Tempo di lettura: 4 minuti

Recensione di Trover Saves The Universe per Playstation VR, gentilmente fornito da Zebra Partners.

Delirio e risate in realtà virtuale.

Trover Saves The Universe è un gioco anomalo, estremamente divertente e dissacrante al punto da necessitare di una versione censurata (che vi consiglio di evitare come la peste). Conoscendo la mente dietro questo titolo, ci rendiamo conto che non potrebbe essere altrimenti: si tratta di Justin Roiland, uno dei due creatori di Rick e Morty. Il gioco è folle, irriverente e pregno di un umorismo che molti non esiterebbero a definire “di cattivo gusto”. Se siete amanti del politically correct, cercate altrove, qui il giocatore viene risucchiato in un mondo volgare, sboccato e fitto di riferimenti sessuali per nulla velati e black humour della peggior specie e, se vi lascerete trascinare, finirete a ridere per cose davvero orribili.
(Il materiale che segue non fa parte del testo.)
PR #542, opened 2020-11-23
Split Pre-Tokenizer

### LINKED ISSUE #468: Add a `Split` PreTokenizer
We are missing a very versatile `PreTokenizer` that can cover the capabilities of `NormalizedString::split`. I propose to add a `Split` Pretokenizer that would have the following parameters:
  - A pattern: either a string or a `tokenizers.Regex`
  - A split behavior: using the `SplitDelimiterBehavior`
  - Whether to invert the behavior of the pattern (cf [here](https://github.com/huggingface/tokenizers/blob/6899618/tokenizers/src/tokenizer/pattern.rs#L124-L137))

patrickvonplaten:
Fix #468 

This is very much work in progress and a first version on how a `Split` pre-tokenizer can be implemented.

I'm still very inexperienced in Rust and accordingly, this first PR is a very unclean first version of how I think the pre tokenizer could work.

I tested the `Split` tokenizer by running:

```python 
use tokenizers::{OffsetReferential, OffsetType, PreTokenizedString, PreTokenizer, Result, SplitDelimiterBehavior};
use regex::Regex;
use tokenizers::pre_tokenizers::split::Split;

fn main() -> Result<()> {
    let pre_tokenizer = Split::new(Regex::new(r"\w+|[^\w\s]+").unwrap(), SplitDelimiterBehavior::Isolated, true);
    let mut pre_tokenized = PreTokenizedString::from("Hello! How are you? I'm fine, thank you.");

    pre_tokenizer.pre_tokenize(&mut pre_tokenized)?;

    let _result = pre_tokenized;

    println!(
        "{:?}",
        _result.get_splits(OffsetReferential::Original, OffsetType::Byte)
    );
    Ok(())
}
```

This code compiles and seems to work.

It would be awesome if I could get some help on the following points:
- First, is the general logic correct, *i.e.* is it correct that the `Split` struct should have the three fields `behavior` of type `SplitDelimiterBehavior`, `regex` of type `Regex` (or should that be changed to `String`?) and bool for `Invert` or not?
- I have some problems making the code clean for the `pre_tokenize` function => I don't think I need a match pattern here, but I didn't manage to simply do something like:

```python
pretokenized.split(|_, normalized| {
                        normalized.split(Invert(&self.re), self.behavior)
                                                                             ^
                                                                            # this throw move errors, I didn't manage to come around
})
```
similarly, I didn't manage to process the regex via `Invert`:

```python
let re: &Regex = if self.invert { Invert(&self.re) } { &self.re };
```

didn't work. 

- I'm not at all sure whether the serialization and deserialization is ok here 

@n1t0, @Narsil It would be awesome if you guys could give me some pointers/tips on how to tackle the issues above. I'm still reading the rust-lang book and following the rustlings course => sorry for these problem very basic questions

### DIFF
--- a/bindings/node/lib/bindings/pre-tokenizers.test.ts
+++ b/bindings/node/lib/bindings/pre-tokenizers.test.ts
@@ -47,7 +47,7 @@ describe("punctuationPreTokenizer", () => {
 
 describe("splitPreTokenizer", () => {
   it("instantiates correctly with invert parameter", () => {
-    const processor = splitPreTokenizer(" ", "isolated", false);
+    const processor = splitPreTokenizer(" ", "mergedWithPrevious", false);
     expect(processor.constructor.name).toEqual("PreTokenizer");
   });
 });
--- a/bindings/node/lib/bindings/pre-tokenizers.test.ts
+++ b/bindings/node/lib/bindings/pre-tokenizers.test.ts
@@ -3,6 +3,7 @@ import {
   metaspacePreTokenizer,
   punctuationPreTokenizer,
   sequencePreTokenizer,
+  splitPreTokenizer,
   whitespaceSplitPreTokenizer,
 } from "./pre-tokenizers";
 
@@ -40,6 +41,13 @@ describe("metaspacePreTokenizer", () => {
 describe("punctuationPreTokenizer", () => {
   it("instantiates correctly without any parameter", () => {
     const processor = punctuationPreTokenizer();
+    expect(processor.constructor.name).toEqual("PreTokenizer");
+  });
+});
+
+describe("splitPreTokenizer", () => {
+  it("instantiates correctly with invert parameter", () => {
+    const processor = splitPreTokenizer(" ", "isolated", false);
     expect(processor.constructor.name).toEqual("PreTokenizer");
   });
 });
--- a/bindings/node/native/src/pre_tokenizers.rs
+++ b/bindings/node/native/src/pre_tokenizers.rs
@@ -19,12 +19,12 @@ impl FromJsValue for JsSplitDelimiterBehavior {
         Ok(Self(match s.as_ref() {
             "removed" => Ok(SplitDelimiterBehavior::Removed),
             "isolated" => Ok(SplitDelimiterBehavior::Isolated),
-            "merged_with_previous" => Ok(SplitDelimiterBehavior::MergedWithPrevious),
-            "merged_with_next" => Ok(SplitDelimiterBehavior::MergedWithNext),
+            "mergedWithPrevious" => Ok(SplitDelimiterBehavior::MergedWithPrevious),
+            "mergedWithNext" => Ok(SplitDelimiterBehavior::MergedWithNext),
             "contiguous" => Ok(SplitDelimiterBehavior::Contiguous),
             _ => Err(Error(
                 "Wrong value for SplitDelimiterBehavior, expected one of: \
-                 `removed, isolated, merged_with_previous, merged_with_next, contiguous`"
+                 `removed, isolated, mergedWithPrevious, mergedWithNext, contiguous`"
                     .into(),
             )),
         }?))
@@ -188,7 +188,7 @@ fn metaspace(mut cx: FunctionContext) -> JsResult<JsPreTokenizer> {
 /// split(invert: bool = false)
 fn split(mut cx: FunctionContext) -> JsResult<JsPreTokenizer> {
     let pattern: String = cx.extract::<String>(0)?;
-    let behavior: JsSplitDelimiterBehavior = cx.extract::<JsSplitDelimiterBehavior>(1)?;
+    let behavior: SplitDelimiterBehavior = cx.extract::<JsSDB>(1)?.0;
     let invert: bool = cx.extract_opt::<bool>(2)?.unwrap_or(false);
 
     let mut pretok = JsPreTokenizer::new::<_, JsPreTokenizer, _>(&mut cx, vec![])?;
--- a/bindings/node/native/src/pre_tokenizers.rs
+++ b/bindings/node/native/src/pre_tokenizers.rs
@@ -188,7 +188,7 @@ fn metaspace(mut cx: FunctionContext) -> JsResult<JsPreTokenizer> {
 /// split(invert: bool = false)
 fn split(mut cx: FunctionContext) -> JsResult<JsPreTokenizer> {
     let pattern: String = cx.extract::<String>(0)?;
-    let behavior: SplitDelimiterBehavior = cx.extract::<JsSDB>(1)?.0;
+    let behavior: JsSplitDelimiterBehavior = cx.extract::<JsSplitDelimiterBehavior>(1)?;
     let invert: bool = cx.extract_opt::<bool>(2)?.unwrap_or(false);
 
     let mut pretok = JsPreTokenizer::new::<_, JsPreTokenizer, _>(&mut cx, vec![])?;
--- a/bindings/node/native/src/pre_tokenizers.rs
+++ b/bindings/node/native/src/pre_tokenizers.rs
@@ -7,6 +7,34 @@ use std::sync::Arc;
 use serde::{ser::SerializeStruct, Serialize, Serializer};
 use tk::pre_tokenizers::PreTokenizerWrapper;
 use tk::PreTokenizedString;
+use tk::normalizer::SplitDelimiterBehavior;
+
+#[derive(Clone)]
+struct JsSplitDelimiterBehavior(SplitDelimiterBehavior);
+
+impl FromJsValue for JsSplitDelimiterBehavior {
+    fn from_value<'c, C: Context<'c>>(from: Handle<'c, JsValue>, _cx: &mut C) -> LibResult<Self> {
+        let s = from.downcast::<JsString>()?.value();
+
+        Ok(Self(match s.as_ref() {
+            "removed" => Ok(SplitDelimiterBehavior::Removed),
+            "isolated" => Ok(SplitDelimiterBehavior::Isolated),
+            "merged_with_previous" => Ok(SplitDelimiterBehavior::MergedWithPrevious),
+            "merged_with_next" => Ok(SplitDelimiterBehavior::MergedWithNext),
+            "contiguous" => Ok(SplitDelimiterBehavior::Contiguous),
+            _ => Err(Error(
+                 "Wrong value for SplitDelimiterBehavior, expected one of: \
+                 `removed, isolated, merged_with_previous, merged_with_next, contiguous`".into()
+            )),
+        }?))
+    }
+}
+
+impl<'s> From<JsSplitDelimiterBehavior> for SplitDelimiterBehavior {
+    fn from(v: JsSplitDelimiterBehavior) -> Self {
+        v.0
+    }
+}
 
 #[derive(Clone, Debug, Deserialize)]
 #[serde(untagged)]
@@ -156,6 +184,22 @@ fn metaspace(mut cx: FunctionContext) -> JsResult<JsPreTokenizer> {
     Ok(pretok)
 }
 
+/// split(invert: bool = false)
+fn split(mut cx: FunctionContext) -> JsResult<JsPreTokenizer> {
+    let pattern: String = cx.extract::<String>(0)?;
+    let behavior: JsSplitDelimiterBehavior = cx.extract::<JsSplitDelimiterBehavior>(1)?;
+    let invert: bool = cx.extract_opt::<bool>(2)?.unwrap_or(false);
+
+    let mut pretok = JsPreTokenizer::new::<_, JsPreTokenizer, _>(&mut cx, vec![])?;
+    let guard = cx.lock();
+    pretok.borrow_mut(&guard).pretok = Some(
+        tk::pre_tokenizers::split::Split::new(pattern, behavior.into(), invert)
+            .map_err(|e| Error(e.to_string()))?
+            .into(),
+    );
+    Ok(pretok)
+}
+
 /// punctuation()
 fn punctuation(mut cx: FunctionContext) -> JsResult<JsPreTokenizer> {
     let mut pretok = JsPreTokenizer::new::<_, JsPreTokenizer, _>(&mut cx, vec![])?;
@@ -231,6 +275,7 @@ pub fn register(m: &mut ModuleContext, prefix: &str) -> NeonResult<()> {
     m.export_function(&format!("{}_WhitespaceSplit", prefix), whitespace_split)?;
     m.export_function(&format!("{}_BertPreTokenizer", prefix), bert_pre_tokenizer)?;
     m.export_function(&format!("{}_Metaspace", prefix), metaspace)?;
+    m.export_function(&format!("{}_Split", prefix), split)?;
     m.export_function(
         &format!("{}_CharDelimiterSplit", prefix),
         char_delimiter_split,
--- a/bindings/node/native/src/pre_tokenizers.rs
+++ b/bindings/node/native/src/pre_tokenizers.rs
@@ -5,9 +5,9 @@ use neon::prelude::*;
 use std::sync::Arc;
 
 use serde::{ser::SerializeStruct, Serialize, Serializer};
+use tk::normalizer::SplitDelimiterBehavior;
 use tk::pre_tokenizers::PreTokenizerWrapper;
 use tk::PreTokenizedString;
-use tk::normalizer::SplitDelimiterBehavior;
 
 #[derive(Clone)]
 struct JsSplitDelimiterBehavior(SplitDelimiterBehavior);
@@ -23,8 +23,9 @@ impl FromJsValue for JsSplitDelimiterBehavior {
             "merged_with_next" => Ok(SplitDelimiterBehavior::MergedWithNext),
             "contiguous" => Ok(SplitDelimiterBehavior::Contiguous),
             _ => Err(Error(
-                 "Wrong value for SplitDelimiterBehavior, expected one of: \
-                 `removed, isolated, merged_with_previous, merged_with_next, contiguous`".into()
+                "Wrong value for SplitDelimiterBehavior, expected one of: \
+                 `removed, isolated, merged_with_previous, merged_with_next, contiguous`"
+                    .into(),
             )),
         }?))
     }
--- a/bindings/python/py_src/tokenizers/pre_tokenizers/__init__.pyi
+++ b/bindings/python/py_src/tokenizers/pre_tokenizers/__init__.pyi
@@ -205,7 +205,7 @@ class Split(PreTokenizer):
             Whether to invert the pattern.
     """
 
-    def __init__(self, pattern, behavior, invert):
+    def __init__(self, pattern, behavior, invert=False):
         pass
     def pre_tokenize(self, pretok):
         """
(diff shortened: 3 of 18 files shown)


tokenizers/src/pre_tokenizers/split.rs
```diff
@@ -0,0 +1,145 @@
...
+impl<'de> Deserialize<'de> for Split {
+    fn deserialize<D>(deserializer: D) -> std::result::Result<Self, D::Error>
+    where
+        D: Deserializer<'de>,
+    {
+        deserializer.deserialize_map(SplitVisitor)
+    }
+}
+
+struct SplitVisitor;
```
patrickvonplaten, line 125: I copied this functionality from the `Whitespace` pre-tokenizer. Not sure at all if this should be the same for `Split` to be honest.

tokenizers/src/pre_tokenizers/split.rs
```diff
@@ -0,0 +1,145 @@
...
+            invert
+        }
+    }
+}
+
+impl PreTokenizer for Split {
+    fn pre_tokenize(&self, pretokenized: &mut PreTokenizedString) -> Result<()> {
+        use SplitDelimiterBehavior::*;
+        match self.behavior {
+            Removed => {
```
patrickvonplaten, line 54: this is far from being clean. I encountered problems with passing the correct `SplitDelimiterBehavior` without having to do a match. 

```
pretokenized.split(|_, normalized| {
                        normalized.split(Invert(&self.re), self.behavior)
})
```

throws a "move" error. Would be super happy for some pointers to resources on how this can be better handled!!!

n1t0:
Awesome! Thank you @patrickvonplaten for looking at this. You clearly are in the right direction, and it shouldn't require too many changes. 

> It would be awesome if I could get some help on the following points:
> - First, is the general logic correct, *i.e.* is it correct that the `Split` struct should have the three fields `behavior` of type `SplitDelimiterBehavior`, `regex` of type `Regex` (or should that be changed to `String`?) and bool for `Invert` or not?

Yes it is! We can allow `Split` to be constructed with both raw strings and regex, while internally keeping a regex in all cases.

We'll want to use `onig::Regex` probably instead of `regex::Regex` because it allows using more RegExp features like negative lookahead for example, but that is a detail that should be kept inside `Split` so that we can change it as we see fit, without impacting the end-user. You can have a look at the `Replace` normalizer that actually works pretty similarly: https://github.com/huggingface/tokenizers/blob/master/tokenizers/src/normalizers/replace.rs

> - I have some problems making the code clean for the `pre_tokenize` function => I don't think I need a match pattern here, but I didn't manage to simply do something like:
> ```python
> pretokenized.split(|_, normalized| {
>                         normalized.split(Invert(&self.re), self.behavior)
>                                                                              ^
>                                                                             # this throw move errors, I didn't manage to come around
> })
> ```

Great! That's a good example to understand how the borrow checker works:
The `split` method on the `NormalizedString` expects an owned `SplitDelimiterBehavior`. So you can't lend it by doing:
```rust
normalized.split(Invert(&self.re), &self.behavior)
```
Now you can't give yours (the one on `Split`) either for two reasons:
 1. in `pre_tokenize`, we are taking self by shared reference `&self`, so we can't modify `self`.
 2. `Split` is defined with `behavior: SplitDelimiterBehavior` so it must have a `behavior` at all times. So even if we could modify `self`, we couldn't consume the `behavior` by giving it, otherwise, we wouldn't have one left for the next call to `pre_tokenize`.

So the only thing you can do here is actually to clone/copy your own `behavior` to hand it to `normalized.split`:
```rust
normalized.split(Invert(&self.re), self.behavior.clone())
```
But since `SplitDelimiterBehavior` is our own type and we can modify it, the best thing to do is to make it [`Copy`](https://doc.rust-lang.org/std/marker/trait.Copy.html) in `src/tokenizer/normalizer.rs`:
```rust
#[derive(Debug, Clone, Copy, PartialEq)]
pub enum SplitDelimiterBehavior {
    Removed,
    Isolated,
    MergedWithPrevious,
    MergedWithNext,
    Contiguous,
}
```
And then the code you showed above will work!

> I tested the `Split` tokenizer by running:
> ```python 
> use tokenizers::{OffsetReferential, OffsetType, PreTokenizedString, PreTokenizer, Result, SplitDelimiterBehavior};
> use regex::Regex;
> use tokenizers::pre_tokenizers::split::Split;
> 
> fn main() -> Result<()> {
>     let pre_tokenizer = Split::new(Regex::new(r"\w+|[^\w\s]+").unwrap(), SplitDelimiterBehavior::Isolated, true);
>     let mut pre_tokenized = PreTokenizedString::from("Hello! How are you? I'm fine, thank you.");
> 
>     pre_tokenizer.pre_tokenize(&mut pre_tokenized)?;
> 
>     let _result = pre_tokenized;
> 
>     println!(
>         "{:?}",
>         _result.get_splits(OffsetReferential::Original, OffsetType::Byte)
>     );
>     Ok(())
> }
> ```

Nice! I think you can even turn this into a test, directly in `split.rs`. You can check the tests we have for the `Replace` normalizer for an example.

> - I'm not at all sure whether the serialization and deserialization is ok here 

I think it should probably be very similar to how we handle it for `Replace` too.

tokenizers/src/pre_tokenizers/split.rs
```diff
@@ -0,0 +1,145 @@
...
+            re,
+            behavior,
+            invert
+        }
+    }
+}
+
+impl PreTokenizer for Split {
+    fn pre_tokenize(&self, pretokenized: &mut PreTokenizedString) -> Result<()> {
+        use SplitDelimiterBehavior::*;
```
Narsil, line 52: Usually imports are at the beginning of the file. It should always be at the top level module
Exception is tests within a file (where imports are still at the beginning of the module and not in functions)
Tests is usually a module at the end of a file.

Narsil (commented):
Nicely done ! Not easy for a first Rust PR :).

Let me know if there's anything unclear in my comments.

tokenizers/src/normalizers/replace.rs
```diff
@@ -21,7 +21,7 @@ impl From<&str> for ReplacePattern {
     }
 }
 
-/// We use this custom deserializer to provided the value for `regex` for `Replace`
+/// We use this custom deserializer to provide the value for `regex` for `Replace`
```
patrickvonplaten, line 24: just a typo

patrickvonplaten:
@n1t0 @Narsil - thanks a lot for your reviews! I'm learning a lot from it :-) 
I think the `tokenizers/src/pre_tokenizers/split.rs` is in a better state now! I will fix the CI tomorrow and will also add some documentation. I'll ping you guys again, then if that's fine.

tokenizers/src/pre_tokenizers/split.rs
n1t0: Actually, this is one of those things Rust handles very well. You can't make a type `Copy` if it contains anything that shouldn't be copied, like `Vec`, `HashMap`, ...

So, as the Rust doc says:
> **When should my type be Copy?**
Generally speaking, if your type can implement Copy, it should. Keep in mind, though, that implementing Copy is part of the public API of your type. If the type might become non-Copy in the future, it could be prudent to omit the Copy implementation now, to avoid a breaking API change.

(source [the doc for `std::marker::Copy`](https://doc.rust-lang.org/std/marker/trait.Copy.html))

tokenizers/src/pre_tokenizers/split.rs
n1t0: That's a good way to avoid polluting the global scope with enum variants though, and something you'll see very often in Rust. There are multiple places in the lib where we use it.

tokenizers/src/pre_tokenizers/split.rs
```diff
@@ -1,145 +1,231 @@
...
+                vec![
+                    ("How", (0, 3)),
+                    (" are", (3, 7)),
+                    (" you", (7, 11)),
+                    (" doing", (11, 17)),
+                    ("?", (17, 18)),
+                ],
+            ),
+            (
+                Contiguous,
```
Narsil, line 155: Just to make sure that Isolated and Contiguous are different because:

Isolated : "I  have this"  -> "I", " ", " ", "have", " ", "this"
Contiguous : "I  have this"  -> "I", "  ", "have", " ", "this"
(Not sure it's how it's going to behave that way, and even if it's the correct behavior with this regexp, but fyi)

tokenizers/src/pre_tokenizers/split.rs
```diff
@@ -1,145 +1,231 @@
...
+    fn eq(&self, other: &Split) -> bool {
+        self.pattern == other.pattern && self.behavior == other.behavior && self.invert == other.invert
     }
 }
 
 impl Split {
-    pub fn new(re: Regex, behavior: SplitDelimiterBehavior, invert: bool) -> Self {
-        Split {
-            re,
+    pub fn new<I: Into<SplitPattern>>(pattern: I, behavior: SplitDelimiterBehavior, invert: bool) -> Result<Self> {
```
Narsil, line 68: Solid!

Narsil (approved):
Super solid !

tokenizers/src/pre_tokenizers/split.rs
```diff
@@ -0,0 +1,145 @@
...
+// use crate::pattern::Pattern;
+use crate::tokenizer::{
+    pattern::{Invert, Pattern}, PreTokenizedString, PreTokenizer, Result, SplitDelimiterBehavior,
+};
+use serde::de::{Error, Visitor};
+
+#[derive(Clone, Debug, Serialize)]
+#[serde(tag = "type")]
+pub struct Split {
+    #[serde(default = "default_regex", skip)]
```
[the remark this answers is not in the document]
patrickvonplaten: Yes, I corrected this I think

patrickvonplaten:
## Update:

- **TODO**
- [ ] bindings/node
- [ ] docs
- [ ] final check

- Ready for Review:
- [ ] bindings/python
- [ ] tokenizers/src/

bindings/python/src/pre_tokenizers.rs
```diff
@@ -220,6 +222,48 @@ impl PyWhitespaceSplit {
...
+///
+///     behavior: SplitDelimiterBehavior:
+///         The behavior to use when splitting.
+///         Choices: "removed", "isolated", "merged_with_previous", "merged_with_next",
+///         "contiguous"
+///
+///     invert: bool:
+///         Whether to invert the pattern.
+#[pyclass(extends=PyPreTokenizer, module = "tokenizers.pre_tokenizers", name=Split)]
+#[text_signature = "(self, pattern, behavior, invert=False)"]
```
patrickvonplaten, line 243: not sure if this default signature is as you expected @n1t0 - I thought `pattern` and `behavior` is too general to give it default values, but `invert` could well default to `False`...

bindings/python/src/utils/normalization.rs
```diff
@@ -44,6 +44,15 @@ impl From<PyPattern<'_>> for tk::normalizers::replace::ReplacePattern {
     }
 }
 
+impl From<PyPattern<'_>> for tk::pre_tokenizers::split::SplitPattern {
```
patrickvonplaten, line 47: is it fine that `PyPattern` is implemented for `pre_tokenizers` in this file or should I move this to `utils/pretokenization.rs` ?

bindings/python/pyproject.toml
```diff
@@ -1,5 +1,6 @@
 [build-system]
 requires = ["setuptools", "wheel", "setuptools-rust"]
+build-backend = "setuptools.build_meta"
```
patrickvonplaten, line 3: @Narsil @n1t0 - I had to add this `build-system` dependency to make `pip install -e .` work for me (which in turn I needed to make `make style` work...).

If I don't add this `pip install -e .` fails with this error: https://github.com/pypa/setuptools/issues/1694

bindings/python/py_src/tokenizers/pre_tokenizers/__init__.pyi
```diff
@@ -184,6 +184,40 @@ class Sequence(PreTokenizer):
         """
         pass
 
+class Split(PreTokenizer):
```
patrickvonplaten, line 187: @n1t0 - what is the best way to re-generate this code? 

At first I ran `make style` which ran `python stub.py` which generated this code. Afterward I made changes to bindings/python/src/pre_tokenizers.rs and ran `make style` again - BUT this code wasn't changed accordingly...I had to manually delete the code and then after re-running `make style` it worked again. Not sure if you have encountered a similar problem before.

patrickvonplaten:
@n1t0 @n1t0 - I see that the CI complains about `AssertionError: The content of py_src/tokenizers/pre_tokenizers/__init__.pyi seems outdated, please run `python stub.py`. When I run `python stub.py` locally however, nothing changes...not sure what might be going on here - I'll see after I've done the rest of the PR

bindings/node/lib/bindings/pre-tokenizers.test.ts
```diff
@@ -44,6 +45,13 @@ describe("punctuationPreTokenizer", () => {
   });
 });
 
+describe("splitPreTokenizer", () => {
```
patrickvonplaten, line 48: This test fails -> not sure what's going on. I didn't manage to see a good error message :-/

bindings/node/native/src/pre_tokenizers.rs
```diff
@@ -7,6 +7,34 @@ use std::sync::Arc;
 use serde::{ser::SerializeStruct, Serialize, Serializer};
 use tk::pre_tokenizers::PreTokenizerWrapper;
 use tk::PreTokenizedString;
+use tk::normalizer::SplitDelimiterBehavior;
+
+#[derive(Clone)]
+struct JsSplitDelimiterBehavior(SplitDelimiterBehavior);
```
patrickvonplaten, line 13: I thought the best way is to add a `JsSplitDelimiterBehavior` struct to be able to convert `string` to `SplitDelimiterBehavior`.

The rust code compiles without error, but not very sure if everything is correct here

patrickvonplaten:
@n1t0 - it would be awesome if you could take over from here. I think the rust implementation is ok, the Python bindings seem to work, but there is a problem with the node bindings. The native rust code in `bindings/node` compiles without error, but the node tests fail (I'm having trouble getting good error messages out of these tests...).

bindings/python/src/pre_tokenizers.rs
n1t0: Yes, it looks great! I was wondering if we could find a good default for `behavior` but I think you are right and it's better like this.

bindings/python/pyproject.toml
n1t0: Awesome thanks! I'm used to directly use `python setup.py install|develop` so I didn't even know about this problem.

bindings/python/src/utils/normalization.rs
n1t0: Yes, I think it's the best place to have it. I like having the `From` defined in the same place that one of the involved types, so here just after `PyPattern` seems great.
I see you finally moved it to `utils/pretokenization.rs` so I'll move it back here.

bindings/python/py_src/tokenizers/pre_tokenizers/__init__.pyi
n1t0: That's weird. `python stub.py` needs to have the version of `tokenizers` in the env up-to-date, so if you compiled everything before running it, it should have worked fine.

bindings/node/lib/bindings/pre-tokenizers.test.ts
n1t0: How did you compile the node bindings? Did you run `npm run dev-rs`? I'm asking because it seems fine for the CI, and on my local install too.

n1t0 (approved):
Awesome! You did a great job for your first PR @patrickvonplaten! Both Python and Node bindings look great.

I just changed a few details, mainly about the docs and naming in node (we use camelCase there) but otherwise, everything seems to work perfectly!

bindings/node/lib/bindings/pre-tokenizers.test.ts
patrickvonplaten: ah yeah I didn't - didn't know how to compile the bindings, now I know :-)

bindings/node/native/src/pre_tokenizers.rs
```diff
@@ -19,12 +19,12 @@ impl FromJsValue for JsSplitDelimiterBehavior {
         Ok(Self(match s.as_ref() {
             "removed" => Ok(SplitDelimiterBehavior::Removed),
             "isolated" => Ok(SplitDelimiterBehavior::Isolated),
-            "merged_with_previous" => Ok(SplitDelimiterBehavior::MergedWithPrevious),
-            "merged_with_next" => Ok(SplitDelimiterBehavior::MergedWithNext),
+            "mergedWithPrevious" => Ok(SplitDelimiterBehavior::MergedWithPrevious),
```
patrickvonplaten, line 22: I see!

docs/source/components.rst
```diff
@@ -204,14 +234,22 @@ the ByteLevel)
...
    * - Split
-     - Versatile pre-tokenizer that splits on provided pattern and according to provided behavior. Optionally, invert flag can be provided to invert the pattern.
+     - Versatile pre-tokenizer that splits on provided pattern and according to provided behavior.
+       The pattern can be inverted if necessary.
 
          - pattern should be either a custom string or regexp.
-         - behavior should be one of :obj:`"removed"`, :obj:`"isolated"`, :obj:`"merged_with_previous"`, :obj:`"merged_with_next"`, or :obj:`"contiguous"`.
+         - behavior should be one of:
+
+            * :entity:`SplitDelimiterBehavior.removed`
```
patrickvonplaten, line 243: much nicer :-)

bindings/node/native/src/pre_tokenizers.rs
```diff
@@ -188,7 +188,7 @@ fn metaspace(mut cx: FunctionContext) -> JsResult<JsPreTokenizer> {
 /// split(invert: bool = false)
 fn split(mut cx: FunctionContext) -> JsResult<JsPreTokenizer> {
     let pattern: String = cx.extract::<String>(0)?;
-    let behavior: SplitDelimiterBehavior = cx.extract::<JsSDB>(1)?.0;
+    let behavior: JsSplitDelimiterBehavior = cx.extract::<JsSplitDelimiterBehavior>(1)?;
```
patrickvonplaten, line 191: Wasn't sure if that's the best way to do it with `JsSplitDelimiterBehavior` ...

n1t0: It is! I tried having `serde` use the original enum, and rename the fields to camelCase automatically but it didn't work!

n1t0: Doesn't seem to be implemented: https://github.com/serde-rs/serde/issues/1061

n1t0:
@Narsil it's really weird, the CI is not happy when running `python stub.py --check` while in local it works as expected. Do you have an idea what could be happening?

patrickvonplaten:
> @Narsil it's really weird, the CI is not happy when running `python stub.py --check` while in local it works as expected. Do you have an idea what could be happening?

Could it maybe be due to https://github.com/huggingface/tokenizers/pull/542#discussion_r530324322 ? Not sure...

Allora, siete pronti a scoprire quanto è profonda la tana del Bianconiglio?

Trover

I miei fottuti cani!

Già dall’incipit, Trover Saves The Universe colpisce il giocatore come un pugno alla bocca dello stomaco: appena entrati in game ci ritroviamo davanti ad un mostro gigante dagli occhi cavi di nome Glorkon che prende i nostri due cani e se li piazza nelle cavità oculari, diventando potentissimo. Avete capito bene, è diventato potentissimo grazie ai cani negli occhi. Cosa sono quelle facce perplesse? Ah, un’altra cosa, il giocatore interpreta un poltroniano. Grazie della domanda: i potroniani sono una specie sul cui pianeta è vietato camminare, dunque si spostano su poltrone fluttuanti che controllano grazie ad un controller non dissimile dal Dualshock. È strampalato, ma giustifica la posizione seduta del giocatore e favorisce una singolare quanto improbabile immersione.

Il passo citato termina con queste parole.